SolarCity, the largest residential solar developer in the U.S., has priced another securitization.

The deal, for $123.5 million, is backed by leases and power purchase agreements between the company and homeowners using its solar panels.

With an expected maturity of 6.5 years, the $103.3 million in A notes of the 2015-1 series pays 4.18%, according to a release from the company.

This was inside the 4.4% yield on a $100-million senior tranche in Sunrun’s debut solar securitization, which closed last July, but it was wide to the 4.026% on the senior notes of SolarCity’s 2014-2, which priced in July of 2014.

In addition, ratings on the more recent SolarCity notes were higher, although different agencies were involved.

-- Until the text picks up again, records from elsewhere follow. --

Issue #1419, opened 2026-07-30
Bug: Dashboard crashes with React #130 when a seeded widget row is missing from openlit_widget (dangling openlit_board_widget refs)


amoha-enwithai:
### Component
OpenLIT (client)

### What happened?
On a fresh self-hosted install (`ghcr.io/openlit/openlit:1.24.2`), the **LLM dashboard** on `/home` (and the **Coding Agents** dashboard) fails to render with:

> Application error: a client-side exception has occurred (see the browser console for more information).
> Minified React error #130; args[]=undefined&args[]=

Root cause — two layers:

**1. Silent seed failure (the underlying cause).**
`importBoardLayout` in `src/client/src/lib/platform/manage-dashboard/board.ts` inserts widgets with:

```ts
await Promise.all(updatedWidgets.map(async (widget: any) => {
  return await createWidget(widget, databaseConfigId);
}));
```

`createWidget` catches errors and returns `{ err }` on failure. `Promise.all` therefore doesn't reject, and the subsequent `updateBoardLayout` writes `openlit_board_widget` rows referencing widget IDs that were never inserted into `openlit_widget`. On my install this happened for **7 widgets across 2 seeded dashboards**:

| Board | widget_id | Seed title |
|---|---|---|
| LLM dashboard | `e9b4e3de-0975-4082-912a-fc10ab22f401` | Top models |
| LLM dashboard | `527f0805-e039-4441-b2ec-4009d648f285` | Total Requests |
| Coding Agents | `9a1f1c20-3b27-4f88-9d51-1aaa22222221` | Sessions over time |
| Coding Agents | `9a1f1c20-3b27-4f88-9d51-1aaa66666664` | Pull requests |
| Coding Agents | `9a1f1c20-3b27-4f88-9d51-1aaa66666665` | Lines over time |
| Coding Agents | `9a1f1c20-3b27-4f88-9d51-1aaa66666666` | Top users by accepted lines |
| Coding Agents | `9a1f1c20-3b27-4f88-9d51-1aaa66666667` | Acceptance breakdown |

Confirm against your own install with:

```sql
SELECT b.title AS board, bw.widget_id
FROM openlit.openlit_board_widget bw
LEFT JOIN openlit.openlit_widget w ON w.id = bw.widget_id
JOIN openlit.openlit_board b ON b.id = bw.board_id
WHERE w.id IS NULL OR w.title = '';
```

**2. Client fails hard on dangling refs (the visible impact).**
[...]

PR #1420, opened 2026-07-30
fix(client): guard WidgetTypeIcon against undefined so one bad widget doesn't crash the dashboard (React #130)

amoha-enwithai:
## Summary
Renders `null` instead of `<undefined />` when `SUPPORTED_WIDGETS[widget.type]?.icon` is undefined. Prevents a single dangling `openlit_board_widget` row (mapping present, widget record missing) from crashing the whole dashboard with React error #130.

Fixes the client-side impact described in #1419. The underlying seed-race that produces dangling refs in the first place is a separate follow-up (call-site is `importBoardLayout` — `Promise.all(...map(createWidget))` swallows individual insert failures — noted in the issue).

## Change
`src/client/src/components/(playground)/manage-dashboard/board-creator/widgets/widget-renderer.tsx`:

```diff
 const WidgetTypeIcon = () => {
   const IconComponent =
     SUPPORTED_WIDGETS[widget.type as keyof typeof SUPPORTED_WIDGETS]?.icon;
+  if (!IconComponent) return null;
   return <IconComponent className="h-4 w-4" />;
 };
```

## Test plan
- [x] Manual repro on `ghcr.io/openlit/openlit:1.24.2` — with `openlit_board_widget` rows referencing missing widgets, `/home` throws React #130 before this patch; renders fine (missing widgets skipped, other widgets unaffected) after.
- [ ] No test coverage added — happy to add a unit test for `WidgetTypeIcon` if you'd like a specific style/location.

## Notes for reviewers
- Behavior change is limited to the icon slot for widgets whose `widget.type` isn't a key in `SUPPORTED_WIDGETS`. For every valid widget type the render path is unchanged (`IconComponent` resolves to the mapped Lucide icon).
- The widget-renderer's `WidgetComponent` `useMemo` block already returns `null` in its default case, and the render site is already guarded (`{WidgetComponent && <WidgetComponent … />}`), so an unknown widget type now degrades gracefully everywhere in this component.

## Summary by Sourcery

Make dashboard loading and imports resilient to missing widgets and partial widget creation failures.

New Features:
- Add seeded dashboard healing that recreates missing widgets and refreshes SQL configuration for existing widgets.

Bug Fixes:
- Prevent dangling board-widget references and unknown widget types from crashing dashboard rendering.
- Handle widget creation failures during dashboard imports with rollback of created widgets and board data.
- Return widget-fetch errors instead of silently treating failed fetches as missing widgets.

Enhancements:
- Propagate database configuration context through dashboard and widget operations.

Tests:
- Add coverage for seeded widget recovery, dangling mappings, widget-fetch failures, and dashboard import rollback behavior.


amanagarwal042 (dismissed):
Great fix @amoha-enwithai

amanagarwal042 (dismissed):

The 2015-1 senior tranche received an ‘A’ from Kroll Bond Ratings, while the 2014-2 senior tranche got a ‘BBB+,’ from Standard & Poor’s.  

The $20 million in subordinated notes of 2015-1 priced at 5.58%. The entire deal has expected maturity of February 21, 2022.

Solar projects are partially financed with a 30% investment tax credit (ITC), which is typically transferred from a developer facing low or no tax liability to companies with a steep tax bill. 

A solar developer and its tax equity investors can choose among arrangements designed to ensure the transfer is legally sound. Any securitiation of solar assets funded through these arrangements has to deal with them in its structure. 

SolarCity’s 2015-1 tackled the ITC in a way that’s a departure from previous deals in this asset class, by Sunrun, as well as from SolarCity’s prior deal completed in July 2014.